Eu saltei lá para dentro quando Suzy caiu, desprevenida. Arranhei minhas costas na parte de cima da janela, minhas mãos nas laterais, e cai sobre Anna-Luca, com um cachorro enorme metendo a cabeça para dentro do lugar, preenchendo-o com seus latidos famélicos.

- É para matar os cachorros, então? - Perguntou Suzy, se levantando, alcançando um cano longo de metal. Tentando sobrepor sua voz aos latidos histéricos do animal. Um dogue alemão albino.

Anna-Luca me olhou assustada enquanto eu me levantava e ajudava-a a levantar-se também. Encostei-me na parede, evitando aproximar-me do animal e de Suzy, e caminhei em direção ao banco que tinha usado para quebrar o vidro. Mas antes de alcançá-lo Suzy bradou e avançou na minha direção, descrevendo um arco no ar com o cano que começou sobre seu ombro e veio descendo na direção de meu rosto.

- VAMOS COMEÇAR POR VOCÊ ENTÃO! SEU DESGRAÇADO!

Eu tentei me defender, mas foi estúpido, eu senti meu braço sendo fraturado sobre o golpe insano de Suzy, ao mesmo tempo que o som agudo do grito de Anna-Luca ecoou por todo o metal que havia no lugar: reverberando.

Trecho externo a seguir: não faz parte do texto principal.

PR #1922, opened 2025-08-29
Fixing cds and single loop detection

EagleoutIce:


EagleoutIce:
this spawns https://github.com/flowr-analysis/flowr/issues/1923

PR #1940, opened 2025-09-12
Add analyzer to Wiki

MaxAtoms:


src/documentation/print-dataflow-graph-wiki.ts
```diff
@@ -862,14 +862,9 @@ ${details('Example: While-Loop Body', await printDfGraphForCode(shell, 'while(TR
...
-	const shell = new RShell();
-	const result = await new PipelineExecutor(DEFAULT_DATAFLOW_PIPELINE, {
-		parser:  shell,
-		request: requestFromInput('x <- 1\nx + 1')
-	}, defaultConfigOptions).allRemainingSteps();
-	shell.close();
-	return result;
+async function dummyDataflow(): Promise<DataflowInformation> {
+	const analyzer = await new FlowrAnalyzerBuilder(requestFromInput('x <- 1\nx + 1')).build();
+	return await analyzer.dataflow();
```
MaxAtoms: As discussed earlier, the script will not terminate if we do not explicitly create and close a RShell here, @EagleoutIce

- Suzy! - Uma calma, vinda não sei de onde, se apoderou de mim. - Calma! O que você está fazendo?! Você quebrou meu braço! - Tentei racionalizar.

Ela interrompeu seu próximo passo, aflita e insegura, enquanto eu buscava aproximar-me mais do banco.

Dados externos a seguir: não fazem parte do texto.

PR #1944, opened 2025-09-18
Integrate tree-sitter queries into the search

Ellpeck:


src/project/flowr-analyzer.ts
```diff
@@ -14,25 +18,21 @@ import type { GetSearchElements } from '../search/flowr-search-executor';
...
-	 */
-    parserInformation():   Promise<TreeSitterInformation | RShellInformation>;
-	/**
-	 * Sends a command to the underlying R engine and collects the output.
-	 * @param command     - The command to send to the R engine.
-	 * @param addonConfig - Additional configuration for the output collector.
-	 */
-	sendCommandWithOutput(command: string, addonConfig?: Partial<OutputCollectorConfiguration>): Promise<string[]>;
+    /**
+     * Returns a set of additional data and helper functions exposed by the underlying {@link KnownParser}.
```
EagleoutIce: I think, just for compatibility this should *also* hint at the `.metadata()` option

src/project/flowr-analyzer.ts
```diff
@@ -126,15 +127,23 @@ export class FlowrAnalyzer<Parser extends KnownParser = KnownParser> implements
...
-		guard(this.parser instanceof RShell, 'sendCommandWithOutput can only be used with RShell parsers!');
-		return this.parser.sendCommandWithOutput(command, addonConfig);
+	public parserInformation(): ParserInformation {
+		this.parserInfo ??= {
+			metadata: async() => {
+				return this.parser.name === 'r-shell' ?
+					{ name: 'r-shell', rVersion: await (this.parser as RShell).rVersion() }
+					: { name: 'tree-sitter' };
+			},
+			sendCommandWithOutput: (command: string, addonConfig?: Partial<OutputCollectorConfiguration>) => {
```
EagleoutIce: Why not instantiate this from the type? I.e. return a `ParserInformation<KnownParser>` or `KnownParser["ParseInfo"]` which allows us to delegate this things on a per-engine level. It feels weird to provide this for either engines.

src/project/flowr-analyzer.ts
```diff
@@ -126,15 +127,23 @@ export class FlowrAnalyzer<Parser extends KnownParser = KnownParser> implements
...
-
-	public async sendCommandWithOutput(command: string, addonConfig?: Partial<OutputCollectorConfiguration>): Promise<string[]> {
-		guard(this.parser instanceof RShell, 'sendCommandWithOutput can only be used with RShell parsers!');
-		return this.parser.sendCommandWithOutput(command, addonConfig);
+	public parserInformation(): ParserInformation {
+		this.parserInfo ??= {
+			metadata: async() => {
+				return this.parser.name === 'r-shell' ?
+					{ name: 'r-shell', rVersion: await (this.parser as RShell).rVersion() }
+					: { name: 'tree-sitter' };
```
EagleoutIce: i think this is a good point to also add the tree sitter grammar version? (for implicit documentation)

src/r-bridge/lang-4.x/tree-sitter/tree-sitter-executor.ts
```diff
@@ -68,6 +69,12 @@ export class TreeSitterExecutor implements SyncParser<Parser.Tree> {
 		return this.parser.parse(sourceCode);
 	}
 
+	public query(source: string, tree: Parser.Tree): QueryCapture[] {
+		const query = this.parser.getLanguage().query(source);
+		const matches = query.matches(tree.rootNode);
```
EagleoutIce, line 89: I would love for the top-level interface to also accept a `query` directly (i.e. provide a `makeQuery` and a `runQuery` interface. Because the first does (afaik) the optimization etc. and if we want to run the same syntax query against a 100 trees or so this should help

- Por que você só não me ama? - Ela questionou, não sei se verdadeiramente para mim, talvez tenha sido mais para ela.

- Te amar...?

- Seria tão mais fácil... - ela resmungou. - Eu te faria feliz...

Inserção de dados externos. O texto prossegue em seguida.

PR #1948, opened 2025-09-24
Mass Eval Query Updates

EagleoutIce:


EagleoutIce:
// 1. find function definitions, where how; find nested helper function definitions too
// 2.  higher order this
// 3. for/repeat/while; maybe also parallel loops
// 4. library load , percentage in the code, whether nested or not
// 5. unique file loads and stores
// 6. use package names or first; maybe find where they are mixed
// 7. size of notebooks not really from flowr
// 8. vectorization ore like lapply etc. in better ways
// 9. do use query: function call query, maybe binary with left value right funktion
// 10. built-ins by function call name
// 11. how wide are dataframes => dataframe shape query


// partial matching on function names
// X. to people assert types
// Y. strictness of functions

Eu a encarei, absorto e chocado.

- Suzy, você tá chapada... - foi Anna-Luca quem falou. - Larga isso.

- NÃOFALACOMIGOSUAVAGABUNDA! - Ela explodiu, retornando ao estado de frenesi.

Ela olhou para mim.

- Sempre se defendendo... - Ela parecia decidir-se. - Seu babaca! - O cachorro latia. - Eu sempre fiz tudo para você! - Ela brandiu novamente o cano.

Eu alcancei o banco e avancei contra ela quando ela ameaçou me atacar de novo. Mas meu braço quebrado não respondeu ao comando, e o cano de ferro afundou na minha cabeça... Mas eu não morri instantaneamente...

Pelo meu outro olho eu vi Anna-Luca tentar pará-la, gritando em desespero, apenas para tomar uma traulitada na lateral do crânio, que se esfacelou, sob os gritos desesperados de Suzy:

-VA-GA-BUN-DA! - O cano repicava como um sino a cada golpe, pontuado por uma sílaba, preenchendo todo o ar com sua canção.

Me entreguei quando a vi sobre mim e senti sua mão no botão da minha calça...

Preferi morrer.

Mas eu ouvi. Ouvi quando ela disse:

Estou morta também. E você não vai mais fugir de mim.